Medicinal use of Sweet Fern: 

Sweet fern was employed medicinally by several native North American Indian tribes who used it especially as a poultice to treat a variety of complaints. It is still used for most of the same purposes in modern herbalism. The leaves are astringent, blood purifier, expectorant and tonic. A tea made from the leaves and flowering tops is used as a remedy for diarrhoea, headache, fevers, catarrh, vomiting of blood, rheumatism etc. The infusion has also been used to treat ringworm. The leaves have also been used as a poultice for toothaches, sprains etc. A cold water infusion of the leaves has been used externally to counter the effect of poison ivy and to bathe stings, minor haemorrhages etc. The leaves are harvested in early summer and dried for later use. 

 

Edible parts of Sweet Fern: 

The young fruits are eaten as a pleasant nibble.
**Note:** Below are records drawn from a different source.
PR #1971, opened 2026-04-20
[DCP Ingestion] Automate the DB initialization, Dockerize Ingestion Helper, and fix lock acquisition issue

gmechali:
This PR does 3 main things:
- It dockerizes the ingestion helper such that we can run it in a Cloud Run Server. Today for base DC we deploy it as a Cloud Run Function, but that isnt ideal for DCP. For DCP, we will deploy a Cloud run server on the datacommon-ingestion-helper image. I have added a [cloud build trigger](https://pantheon.corp.google.com/cloud-build/triggers;region=global/edit/750fd9da-466a-43c2-80d1-e9479eed0e4c?e=13803378&inv=1&invt=Ab3CEA&mods=-monitoring_api_staging&project=datcom-ci) in datcom-ci to rebuild the image everytime we make a change to the master branch on the ingestion-helper directory.
- Adds the Initialize Database action to the IngestionHelper function, which initializes all the tables in spanner_schema.sql (Edge, Node, Observation, ImportStatus, IngestionLock, ImportVersionHistory, IngestionHistory). 
- Modifies the Lock Acquisition step to insert the lock row for the first time this is run.

As a follow up we should do the following:
- Migrate the Base DC deployed cloud run function to use this dockerized imaged and deploy it in cloud run server.
- Remove all the logic from the ingestion pipeline that initializes the database.

### DIFF
--- a/import-automation/workflow/ingestion-helper/Dockerfile
+++ b/import-automation/workflow/ingestion-helper/Dockerfile
@@ -25,12 +25,11 @@ WORKDIR /app
 # Install protobuf compiler and curl
 RUN apt-get update && apt-get install -y protobuf-compiler curl && rm -rf /var/lib/apt/lists/*
 
-# Install production dependencies.
-COPY requirements.txt .
-RUN uv pip install --system --no-cache -r requirements.txt
-
 # Copy local code to the container image.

The aromatic leaves, fresh or dried, are used to make a palatable tea. The leaves are also used as a seasoning.

Other uses of the herb: 

The leaves are used as a lining in baskets etc in order to preserve the fruit. The crushed leaves repel insects. They can be thrown onto a camp fire to keep mosquitoes away. The dried leaves have been burnt as an incense. 

 

Known hazards of Comptonia peregrina: 

None known 

How I use this plant is simple. I go out into the woods and harvest mature leaves, bring it home and hang it in my basement to dry or dry it slowly in my kithchen oven. Once the leaves are completely dry I rub them between my hands to seperate the twigs from the leaf materials, while crushing the leaf material. This is good enough to make tea. However, I like to go one step farther. I then put the leaf material into my coffee grinder and then grind it into a fine powder. To make tea it only takes about 1/2 tsp of this fine powder to make one 10 to 12 cup coffee pot full of tea. I put the powder into a coffee filter and brew it as you would brew your morning coffee. 

My arthritis is only one of my medical conditions that I am treating, so I mix my sweet fern with several other herbs to get the daily help I need. My tea contains Sweet Fern, Golden Rod, Yarrow, Cinnamon, Ginger, Chag and a little coffee. 

My hope is that by sharing this information someone may read it and find relief from debilitating pain as I have. I do not sell these herbs or teas. I only share my knowledge freely to help others.